The problem
What was broken before AI
AI coding tools often struggle when the codebase context is hidden in folder structure, naming conventions, undocumented flows, or a developer’s head. A model can inspect files, but it may not understand the architecture, the sequence of events, or why one module depends on another. Without that context, it may make locally plausible changes that miss the larger system shape.
What changed
What the use case made possible
John’s workflow makes context more explicit. Mermaid diagrams give Claude Code a visual and textual map of the system. Markdown notes and project files can explain task flows, dependencies, and constraints. Stop hooks or automated checks can run after changes so the assistant does not stop at code that only looks correct. Together, these artifacts turn context into something the AI can repeatedly use.
Why this matters
Why this use case is worth studying
This use case is valuable because it focuses on preparing the environment, not just improving the prompt.
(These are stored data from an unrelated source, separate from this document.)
PR #2057, opened 2021-12-20
:memo: Updating troubleshooting for git push out of disk issue

### LINKED ISSUE #2026: :memo: Add too big git message to troubleshooting

https://docs.platform.sh/development/troubleshoot.html

It's possible to get the following error message when trying to push to git:

```
There is not enough free space to complete the push
```

This can block deployments (even production ones). This means the git repository is taking up too much space. In such cases, users should open a support ticket.

### Additional context

_No response_

trolologuy:
## Why

Closes #2026

### DIFF
--- a/docs/src/development/troubleshoot.md
+++ b/docs/src/development/troubleshoot.md
@@ -128,7 +128,7 @@ Make sure that the paths for files like media files, dependencies, and databases
 
 If large files are already in the repository, the open-source tool [bfg-repo-cleaner](https://rtyley.github.io/bfg-repo-cleaner/)
 can assist in cleaning up the repository by purging older commits, removing unnecessary files, and more
-Create a [support ticket](https://console.platform.sh/-/users/~/tickets/open) to have the disk space temporarily increased.
+To have the disk space temporarily increased, create a [support ticket](https://console.platform.sh/-/users/~/tickets/open).
 
 ## Stuck build or deployment
 
--- a/docs/src/development/troubleshoot.md
+++ b/docs/src/development/troubleshoot.md
@@ -123,9 +123,8 @@ They can be used for your data: file uploads, logs, and temporary files.
 If you see the following message when attempting to do a `git push`:
 `There is not enough free space to complete the push`
 
-It usually indicates that large files are present in the repository.
-Media, dependencies, database, or large data files shouldn't be present in the repository.
-Make sure the paths for those are correctly set in the `.gitignore` file.
+It usually indicates that large files are present in the repository (where they shouldn't be).
+Make sure that the paths for Media, dependencies, database, or large data files are correctly set to be ignored in the `.gitignore` file.
 An open-source tool like [git-sizer](https://github.com/github/git-sizer) can help locate large files and provide general guidance.
 
 If large files are already in the repository, the open-source [bfg-repo-cleaner](https://rtyley.github.io/bfg-repo-cleaner/) can assist cleaning up the repository by purging older commits, removing unnecessary files, ...
--- a/docs/src/development/troubleshoot.md
+++ b/docs/src/development/troubleshoot.md
@@ -127,8 +127,7 @@ This usually indicates that large files are present in the repository (where the
 Make sure that the paths for files like media files, dependencies, and databases are set to be ignored in your `.gitignore` file.
 
 If large files are already in the repository, the open-source tool [bfg-repo-cleaner](https://rtyley.github.io/bfg-repo-cleaner/)
-can assist in cleaning up the repository by purging older commits, removing unnecessary files, and more
-To have the disk space temporarily increased, create a [support ticket](https://console.platform.sh/-/users/~/tickets/open).
+can assist in cleaning up the repository by purging older commits, removing unnecessary files, and more.
 
 ## Stuck build or deployment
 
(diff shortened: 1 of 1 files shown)


trolologuy:
Direct link to the preview:
https://pr-2057-kgfqc7q-652soceglkw4u.eu-3.platformsh.site/development/troubleshoot.html#git-push-fails-due-to-lack-of-disk-space

docs/src/development/troubleshoot.md
```diff
@@ -118,6 +118,17 @@ You can write to disk a `build` hook to generate anything you need later.
 Or you can declare writable [mounts](../configuration/app/storage.md#mounts), which are writable even during and after deploy.
 They can be used for your data: file uploads, logs, and temporary files.
 
+## Git push fails due to lack of disk space
+
+If you see the following message when attempting to do a `git push`:
+`There is not enough free space to complete the push`
+
+It usually indicates that large files are present in the repository (where they shouldn't be).
+Make sure that the paths for media files, dependencies, or databases, ... are set to be ignored in the `.gitignore` file.
```
CollierCZ, line 127:
```suggestion
Make sure that the paths for files like media files, dependencies, and databases are set to be ignored in your `.gitignore` file.
```

The ellipses is essentially like a less clear version of `etc.`, which [Google recommends against](https://developers.google.com/style/word-list?hl=en#etc).

docs/src/development/troubleshoot.md
```diff
@@ -118,6 +118,17 @@ You can write to disk a `build` hook to generate anything you need later.
...
+
+If large files are already in the repository, the open-source [bfg-repo-cleaner](https://rtyley.github.io/bfg-repo-cleaner/) can assist in cleaning up the repository by purging older commits, removing unnecessary files, ...
```
CollierCZ, line 129:
```suggestion
If large files are already in the repository, the open-source tool [bfg-repo-cleaner](https://rtyley.github.io/bfg-repo-cleaner/)
can assist in cleaning up the repository by purging older commits, removing unnecessary files, and more
```

docs/src/development/troubleshoot.md
```diff
@@ -118,6 +118,17 @@ You can write to disk a `build` hook to generate anything you need later.
...
+Create a [support ticket](https://console.platform.sh/-/users/~/tickets/open) to have the disk space temporarily increased.
```
CollierCZ, line 130:
```suggestion
To have the disk space temporarily increased, create a [support ticket](https://console.platform.sh/-/users/~/tickets/open).
```

This suggestion is about the general [clause order recommendations]. I'd also consider starting with some more context (like "if this doesn't work" or something).

Also, would it only be for a temporary increase? I thought it wasn't temporary. If it's only temporary, it seems like we should push the other fixes more?

CollierCZ (changes requested):
It seems like a clear explanation of the problem and what to do. 

I put in some style suggestions, mostly just to make sure we go forward on the same page. They wouldn't be blockers normally. Only thing I wonder about more seriously is the "temporarily" part of it.

docs/src/development/troubleshoot.md
trolologuy: The temporality of the fix depends on the size that is required. As far as I know, some sizes can not be set as a global fix (but I might be wrong). Anyway, repositories that have sizes over 4-8 GB are probable signs of issues in development. 
For e.g [limit in Github is 5GB](https://docs.github.com/en/repositories/working-with-files/managing-large-files/about-large-files-on-github)

trolologuy:
It should be good to go now, @CollierCZ . Set to auto-merge once approved.

docs/src/development/troubleshoot.md
CollierCZ: The fact that its a sign of an issue seems to me a sign that we shouldn't be suggesting a temporary fix then. If it's a development issue, then that should be fixed. Otherwise, it's not a temporary fix: it's intentional and should be introduced differently.

CollierCZ (changes requested):
I would still not use "temporarily".

docs/src/development/troubleshoot.md
trolologuy: You are correct, I removed that part out of the documentation. It usually is a sign of a development issue, and the courtesy that support allows is probably not always a good approach.

docs/src/development/troubleshoot.md
```diff
@@ -118,6 +118,19 @@ You can write to disk a `build` hook to generate anything you need later.
...
+You might see the following message when attempting to run `git push`:
+`There is not enough free space to complete the push`
+
+This usually indicates that large files are present in the repository (where they shouldn't be).
+Make sure that the paths for files like media files, dependencies, and databases are set to be ignored in your `.gitignore` file.
+
+If large files are already in the repository, the open-source tool [bfg-repo-cleaner](https://rtyley.github.io/bfg-repo-cleaner/)
+can assist in cleaning up the repository by purging older commits, removing unnecessary files, and more.
+
+If none of the propositions above worked, create a [support ticket](https://console.platform.sh/-/users/~/tickets/open).
```
CollierCZ, line 132:
```suggestion
If none of these suggestions work, create a [support ticket](https://console.platform.sh/-/users/~/tickets/open).
```

I'd try to stay away from "propositions" cause it's not so common of a word and "above" for [accessibility reasons](https://developers.google.com/style/accessibility?hl=en) (avoiding "directional" language).

Otherwise, it all looks good to me.

CollierCZ (approved):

A better prompt helps once. A diagram, context file, or stop hook can help every future task. John’s approach shows how developers can make their codebases more AI-friendly by externalizing the knowledge that usually lives in their head.
Use this when
When this pattern applies
Use this pattern when AI coding tools keep missing the bigger shape of your codebase. It works especially well for event flows, state machines, data pipelines, architecture boundaries, or any system where a visual map makes the code easier to understand.